Obs 4 Flashcards
Define large for gestational age (LGA)
A neonate who, at birth, weighs at or above the 90th percentile for gestational age
Define foetal macrosomia
Babies with birth weight >4,000 g
What are the tools to diagnose LGA prenatally?
- SFH: Greater than 90th centile for gestational age (top of fundus to top of symphysis pubis)
- AC: >95th centile for gestational age
- EFW: >90th centile on customised growth chart or over 4000g on USS
What are the RFs for LGA?
- High BMI
- Foetal macrosomia (>4kg in a term infant)
- Gestational or DM
- Syndromes: Beckwith-Wiedemann, Simpson-Golabi-Behemel, Soto’s syndrome
- Molar pregnancy
- Polyhydramnios
- Multiparity
- Advanced maternal age
What are the S/S of LGA?
- On inspection > excessive distension for gestational age
- Abdomen > increased SFH, increased abdominal circumference
What are the investigations for LGA?
- OGTT – for gestational diabetes
- Bloods – serum βHCG
- USS – liquor volume, biometry
- Genetic testing
What is the management for LGA?
At every antenatal appointment after 26 weeks, measure SFH:
If greater than expected on two or more occasions, or there is a significant increase in growth on one occasion, offer a growth scan at the hospital (check baby’s growth, AF volume and blood flow through the placenta)

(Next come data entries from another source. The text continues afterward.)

PR #2027, opened 2026-09-10
fix(sidepanel)!: errors following a full review of the component

NikGurev:
## Summary

The sidepanel's non-modal mode is documented as opening "without page blocking", but every panel — backdrop
or not — got CDK's `BlockScrollStrategy`, which pins the document with `position: fixed`. That is the
defect the review is named after: a default that contradicts the mode it describes. The scroll strategy
follows modality now, and `KbqSidepanelConfig` gained a `scrollStrategy` factory for the panels that
actually wanted the page frozen.

The container also announced nothing. It rendered no `role`, no `aria-modal` and no accessible name, so a
screen-reader user got an unlabelled region and could walk the page behind an open modal panel with the
virtual cursor. It renders `role="dialog"`, `aria-modal` and an `aria-labelledby` pointing at the
`kbq-sidepanel-header` title, and a modal sidepanel marks the rest of the page `aria-hidden` while it is
open.

The third defect had the widest blast radius and nothing to do with sidepanels: `KbqSidepanelModule`
provided `ConfigurableFocusTrapFactory` for the `providedIn: 'root'` `FocusTrapFactory` token, so importing
the sidepanel module swapped the focus-trap implementation for **every** trapping component in the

Serial SFH plots show linear growth pattern >90th centile with no other concerns:
- Reassure this is normal, arrange another routine scan
- Refer to ANC by 37wks if EFW projects to be >4000g at 40wks
Serial SFH plots show accelerated growth at <36wks:
- Refer for USS
- If EFW >90th centile, refer for OGTT
- If normal OGTT, organise 1 week of BM testing
- If not diabetic, refer to consultant ANC by 37wks
- Offer IOL between 37-40wks if predicted to be >4000g at 40wks
Serial SFH plots show accelerated growth at >36wks:
- Refer for USS
- If EFW >90th centile, offer home BM monitoring for 1wk
- If not diabetic, refer to consultant ANC by 37wks
- Offer IOL between 37-40wks if predicted to be >4000g at 40wks
What are the complications of LGA?
Baby:
- Shoulder dystocia - Brachial plexus injury
- Fractures
- Stillbirth
- HIE
- Hypoglycaemia in GDM
- Increased mortality
Mother:
- 3rd/4th degree tears
- Prolonged labour
- PPH
Prognosis > early planning/care > no difference in outcomes for LGA compared to normal
Define small for gestational age (SGA)
Babies with a birth weight below the 10th percentile for their GA
Define IUGR
Derived from growth rate:
Describes a baby with a reduced growth rate (baby becomes SGA)
All IUGR babies are SGA but not all SGA babies are IUGR
What are the RFs for SGA?
Maternal:
- Previous SGA baby
- Previous stillbirth
- Maternal disease - CKD , chronic HTN, APLS
- Placental insufficiency (asymmetrical IUGR)
Foetal:
- Chromosomal abnormalities (symmetrical IUGR)
- Infection (CMV, rubella)
- Multiple pregnancy
What are the investigations for SGA?
1st: SFH or risk status determined
- At booking or any antenatal appointment
- ≥1 major RF or ≥3 minor RFs
- Reassess at 20 weeks
2nd: confirm SGA with foetal biometry (20w)
- Biparietal diameter, HC, AC, FL
3rd: uterine artery doppler (20-24w)
- Normal = repeat scans every 2 weeks (from 20-24w onwards)
- Abnormal = Serial USS growth scans every week (from 26-28w onwards), Doppler USS can be performed twice a week (umbilical artery flow)
+Screen for congenital infections
What is the management of SGA?
General:
- Smoking, alcohol and drugs should be stopped
- Low-dose aspirin may have some role in preventing (not reversing) IUGR in high-risk pregnancies
Delivery:
Indications for IMMEDIATE DELIVERY:
- Abnormal CTG (and reduced foetal movements)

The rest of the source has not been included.